Die Sicherheitsarchitektur für konvergente IT/OT-Umgebungen folgt dem Prinzip der Tiefenverteidigung. NIST SP 800-82 Rev. 3 empfiehlt mindestens drei Sicherheitsschichten zwischen Unternehmens-IT und industriellem Steuerungssystem (NIST, 2023). Jede Schicht verlangsamt Angreifer und gibt Verteidigern Zeit zum Reagieren.
Demilitarisierte Zone (DMZ)
Eine OT-DMZ trennt IT- und OT-Netzwerke. Sie enthält gemeinsam genutzte Dienste wie Historian-Server, Remote-Access-Gateways und Datendiodensysteme. Datenflüsse durch die DMZ werden strikt kontrolliert und protokolliert.
Unidirektionale Gateways
Für besonders kritische Umgebungen bieten unidirektionale Sicherheitsgateways (Datendipoden) die höchste Schutzebene. Diese Hardwaresysteme erlauben Datenfluss nur in eine Richtung, typischerweise von OT nach IT. Angriffe aus der IT können physisch nicht in das OT-Netzwerk eindringen.
[UNIQUE INSIGHT] Wir empfehlen deutschen Industrieunternehmen, ihre Konvergenzarchitektur nach dem Prinzip "IT darf OT sehen, OT darf IT nicht sehen" zu gestalten. Dieser asymmetrische Ansatz bietet maximale OT-Isolation bei beibehaltener Datennutzung für Industrie-4.0-Anwendungen.
Häufig gestellte Fragen
Kann ich IT-Sicherheitstools direkt in OT-Umgebungen einsetzen?
Nur mit großer Vorsicht. Viele IT-Sicherheitstools wie Vulnerability-Scanner können ältere OT-Geräte zum Absturz bringen. Passive Überwachungstools sind sicherer. Setzen Sie auf OT-spezifische Lösungen wie Dragos, Claroty oder Nozomi, die für industrielle Protokolle und empfindliche Geräte ausgelegt sind.
Wer ist für OT-Sicherheit verantwortlich - IT oder Produktion?
Beide. OT-Sicherheit erfordert eine gemeinsame Verantwortung mit klaren Rollen. IT bringt Sicherheits-Know-how, OT bringt Prozess-Know-how. Erfolgreiche Programme haben einen dedizierten OT-Sicherheitsverantwortlichen, der zwischen beiden Welten vermittelt.
Wie lange dauert eine IT/OT-Konvergenz sicher umzusetzen?
Ein sicheres Konvergenzprojekt dauert typischerweise 18-36 Monate für mittelgroße Industrieunternehmen.

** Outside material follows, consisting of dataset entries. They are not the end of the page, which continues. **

PR #3011, opened 2023-10-20
shader: Fix vcomp with multiple dest components

Macdu:
The result of vcomp was only stored in the first possible component, even when the mask had multiple components.
This fixes the menu of flower
image

### DIFF
--- a/vita3k/shader/src/translator/alu.cpp
+++ b/vita3k/shader/src/translator/alu.cpp
@@ -700,7 +700,7 @@ bool USSETranslatorVisitor::vcomp(
     inst.opr.dest.swizzle = SWIZZLE_CHANNEL_4_DEFAULT;
 
     // TODO: Should we do this ?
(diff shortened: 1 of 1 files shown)


Zangetsu38:
Ah finaly fix red color, can maybe fix sale’issue on few atelier game

vita3k/shader/src/translator/alu.cpp
```diff
@@ -726,12 +726,18 @@ bool USSETranslatorVisitor::vcomp(
 
     default: break;
     }
+    // (upper bound on the) number of components to set in the destination
+    const uint32_t nb_components = std::bit_width(write_mask);
 
     m_b.setLine(m_recompiler.cur_pc);
 
     // TODO: Log
```
Zangetsu38, line 734: No delete it if tou set log ?

Zangetsu38 (approved):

Beginnen Sie mit der Governance-Struktur und gemeinsamer Asset-Inventarisierung. Netzwerkarchitektur und Überwachung folgen danach. Überstürzte Konvergenz schafft Sicherheitslücken.
Fazit: Konvergenz als Chance und Herausforderung
IT/OT-Konvergenz ist unvermeidlich. Industrie 4.0, Cloud-Anbindung und Remote-Monitoring setzen Konnektivität zwischen IT und OT voraus. Die Frage ist nicht ob, sondern wie sicher diese Konvergenz gestaltet wird.
Erfolgreiche Konvergenz erfordert technisches Verständnis beider Welten, eine gemeinsame Governance-Struktur und eine Architektur, die OT-Verfügbarkeit an erste Stelle setzt. Deutsche Industrieunternehmen, die diesen Weg früh gehen, schaffen Wettbewerbsvorteile durch sichere Digitalisierung.